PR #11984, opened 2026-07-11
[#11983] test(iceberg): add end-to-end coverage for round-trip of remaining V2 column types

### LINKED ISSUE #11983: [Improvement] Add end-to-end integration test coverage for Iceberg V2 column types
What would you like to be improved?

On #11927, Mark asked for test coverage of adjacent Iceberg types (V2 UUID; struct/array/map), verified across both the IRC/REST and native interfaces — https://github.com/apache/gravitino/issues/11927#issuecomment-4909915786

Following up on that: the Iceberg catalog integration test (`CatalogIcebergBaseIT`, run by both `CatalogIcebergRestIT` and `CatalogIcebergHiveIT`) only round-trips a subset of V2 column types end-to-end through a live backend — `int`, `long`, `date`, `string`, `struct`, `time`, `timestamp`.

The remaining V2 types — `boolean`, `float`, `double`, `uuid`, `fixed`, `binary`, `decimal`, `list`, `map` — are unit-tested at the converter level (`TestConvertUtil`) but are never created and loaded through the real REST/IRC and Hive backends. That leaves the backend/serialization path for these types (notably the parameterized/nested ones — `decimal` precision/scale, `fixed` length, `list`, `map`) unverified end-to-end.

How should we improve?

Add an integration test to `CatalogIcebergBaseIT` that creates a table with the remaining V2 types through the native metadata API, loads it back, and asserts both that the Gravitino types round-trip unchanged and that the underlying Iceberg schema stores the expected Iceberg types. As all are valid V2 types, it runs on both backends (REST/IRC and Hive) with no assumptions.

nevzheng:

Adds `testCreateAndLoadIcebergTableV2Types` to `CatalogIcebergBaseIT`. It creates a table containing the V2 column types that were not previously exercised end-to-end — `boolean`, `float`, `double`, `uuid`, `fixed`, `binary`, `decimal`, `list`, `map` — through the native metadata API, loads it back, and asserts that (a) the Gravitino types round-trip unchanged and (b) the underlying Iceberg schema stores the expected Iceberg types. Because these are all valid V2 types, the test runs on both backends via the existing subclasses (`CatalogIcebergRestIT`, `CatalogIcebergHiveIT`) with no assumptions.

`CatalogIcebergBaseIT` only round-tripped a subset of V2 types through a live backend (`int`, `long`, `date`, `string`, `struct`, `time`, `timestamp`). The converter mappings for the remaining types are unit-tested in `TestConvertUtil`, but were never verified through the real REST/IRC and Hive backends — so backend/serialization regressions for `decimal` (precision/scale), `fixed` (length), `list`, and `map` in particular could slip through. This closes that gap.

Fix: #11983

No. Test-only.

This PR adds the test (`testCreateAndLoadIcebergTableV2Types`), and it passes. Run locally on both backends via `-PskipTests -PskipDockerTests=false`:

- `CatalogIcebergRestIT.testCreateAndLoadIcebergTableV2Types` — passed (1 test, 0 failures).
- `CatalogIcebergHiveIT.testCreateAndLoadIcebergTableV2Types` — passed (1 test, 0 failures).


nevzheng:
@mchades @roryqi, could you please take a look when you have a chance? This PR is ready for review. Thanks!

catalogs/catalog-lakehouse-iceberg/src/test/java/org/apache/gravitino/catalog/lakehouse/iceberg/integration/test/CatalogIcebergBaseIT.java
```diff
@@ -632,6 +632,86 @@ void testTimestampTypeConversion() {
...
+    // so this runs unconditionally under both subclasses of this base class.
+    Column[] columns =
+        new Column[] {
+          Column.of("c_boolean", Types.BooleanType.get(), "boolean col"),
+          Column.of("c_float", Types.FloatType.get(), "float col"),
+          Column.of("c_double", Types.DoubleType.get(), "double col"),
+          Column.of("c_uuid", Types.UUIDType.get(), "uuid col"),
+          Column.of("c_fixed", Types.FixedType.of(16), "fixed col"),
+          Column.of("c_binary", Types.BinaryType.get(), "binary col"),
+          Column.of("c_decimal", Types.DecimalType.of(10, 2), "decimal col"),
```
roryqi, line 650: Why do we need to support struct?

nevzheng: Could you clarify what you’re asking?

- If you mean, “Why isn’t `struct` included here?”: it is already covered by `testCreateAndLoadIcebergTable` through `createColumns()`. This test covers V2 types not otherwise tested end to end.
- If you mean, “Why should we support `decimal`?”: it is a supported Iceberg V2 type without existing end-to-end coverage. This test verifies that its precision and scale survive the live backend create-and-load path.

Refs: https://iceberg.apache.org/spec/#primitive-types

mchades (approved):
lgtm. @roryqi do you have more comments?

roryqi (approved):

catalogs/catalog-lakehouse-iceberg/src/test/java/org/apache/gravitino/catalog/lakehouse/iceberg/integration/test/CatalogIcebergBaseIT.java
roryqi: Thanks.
------------------------------------
Look above for the line with "nevzheng: Could you" and the line with "lgtm. @roryqi do you have more comments?". Write out those two lines and all the lines between them, exactly, and no others.

nevzheng: Could you clarify what you’re asking?

- If you mean, “Why isn’t `struct` included here?”: it is already covered by `testCreateAndLoadIcebergTable` through `createColumns()`. This test covers V2 types not otherwise tested end to end.
- If you mean, “Why should we support `decimal`?”: it is a supported Iceberg V2 type without existing end-to-end coverage. This test verifies that its precision and scale survive the live backend create-and-load path.

Refs: https://iceberg.apache.org/spec/#primitive-types

mchades (approved):
lgtm. @roryqi do you have more comments?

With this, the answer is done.